We would like to pay tribute to King with a singular work from each decade beginning in the 1950s up until today, highlighting major Black plays on Broadway:
In 1959, Lorraine Hansberry became the first Black female author to have a work represented on Broadway, as her A Raisin in the Sun premiered in March at the Ethel Barrymore Theatre. The story follows the Younger family and their experiences in a Caucasian-heavy neighborhood in south Chicago; following the death of the father figure, the family tries to improve their financial standing with an insurance payout. Throughout the play, the family deals with experiences of racism, assimilation, and housing discrimination. A Raisin in the Sun was nominated for 4 Tonys, including Best Play. It has been revived on Broadway twice as of this writing, and it has spawned a film adaptation (starring its original leading man, Sidney Poitier), a musical version (the Tony-winning Best Musical Raisin), and a stage prequel told from the perspective of the family that sold their house to the Youngers (Clybourne Park, which won the 2012 Tony for Best Play).
Ossie Davis — who replaced Poitier during A Raisin in the Sun’s original run— had a play of his own, Purlie Victorious, reach the Broadway stage in 1961, playing the Cort Theatre (now the James Earl Jones). The New York Times greeted Purlie Victorious with great praise, calling it “marvelously exhilarating.” “The play tells the story of Purlie Victorious Judson, a joyous, robust preacher,” the Times explained, adding, “it won’t let you wipe that grin off your face.” The New York Herald Tribune also raved, calling the play “a bucketful of bristling laughs” with “wild, outrageous fantasy.” Like A Raisin in the Sun, Purlie Victorious was adapted into a movie (under the title “Gone Are the Days!”), and later it “got life” as the musical Purlie, which won lead actor and featured actress Tonys for Cleavon Little and Melba Moore.

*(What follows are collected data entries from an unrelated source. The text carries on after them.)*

PR #3156, opened 2023-10-17
Add CPython 3.13 to CI

illia-v:
Unfortunately, compiling some extensions against CPython 3.13 fails at the moment


skydiver1980 (approved):

illia-v:
`test/test_response.py::TestResponse::test_base_io` started failing with `PytestUnraisableExceptionWarning` because of https://github.com/python/cpython/issues/62948 included in CPython 3.13.

illia-v:
Tests display that everything except one test is compatible with CPython 3.13. I am not sure if we should merge this at the moment with the workarounds though.

pquentin:
I'm not worried by the workarounds as long as they're clearly labeled as such so that we can remove them at some point.

pquentin:
The Trio pull request for Python 3.13 support has been merged, by the way.

illia-v:
> The Trio pull request for Python 3.13 support has been merged, by the way.

Yes, that's great! I updated the pin to a commit from Trio's main branch

illia-v:
> `test/test_response.py::TestResponse::test_base_io` started failing with `PytestUnraisableExceptionWarning` because of [python/cpython#62948](https://github.com/python/cpython/issues/62948) included in CPython 3.13.
> 
> 

It looks like there are a few new errors similar to this one because of the new HTTP/2 code

pquentin (approved):
Thanks! LGTM. Can you please open an issue to fix the new Python 3.13 errors?

illia-v:
> Can you please open an issue to fix the new Python 3.13 errors?

I fixed the new ones by adding `HTTP2Response.close` to prevent raising `NotImplementedError`.

pquentin:
RIght! I was more concerned about https://github.com/urllib3/urllib3/pull/3156/files#diff-f853b537efd0c07ee4e2affffe963ac50d718f5894aa4e6f4e57c5f98ad98599R562 but looking more closely I understand now that the `filterwarnings` is an OK fix, since indeed `BaseHTTPResponse` does not implement close(). Not sure why we have such a test though! Maybe for coverage.

illia-v:
> but looking more closely I understand now that the `filterwarnings` is an OK fix

Yes, it is a fix rather than a workaround.

BTW, it's the only test where `BaseHTTPResponse` is initialized.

The play is set to receive new life soon, as a revival is currently in development and preparing for a Broadway bow in the 2023-24 season.
On March 27, 1973, The River Niger arrived at the Brooks Atkinson Theatre (now the Lena Horne) after a celebrated Off-Broadway run that saved its home — the Negro Ensemble Company — from devastating financial difficulty. The tale of a family and the unrest they face when their son returns to their Harlem home after a stint in the Air Force, Joseph A. Walker’s work won the 1974 Tony for Best Play — the first Black play to accomplish that feat. The River Niger was filmed in 1976; it starred James Earl Jones and Cicely Tyson.
Known as “the theater’s poet of Black America,” August Wilson is best known for the ten plays that make up his Pittsburgh Cycle, which chronicles the Black experience and African American heritage in the 20th century. The sixth play in the cycle, Fences, premiered at the Yale Repertory Theatre in 1985, before a Broadway production took up space at the 46th Street Theatre (now the Richard Rodgers) in 1987. Fences is the story of Troy Maxson, who is a garbage collector but once had tremendous upside as a baseball player in the late 1950s. His childhood circumstances led him to prison, and when he got released, he met his wife and started a family; he struggles to provide for them throughout. The show won 4 Tonys, including Best Play, and its 2010 Broadway revival (with Denzel Washington, Viola Davis, and Stephen McKinley Henderson) picked up 3 more. Washington and Davis reunited on a film adaptation that gave both Oscar nominations; it was also nominated for Best Picture.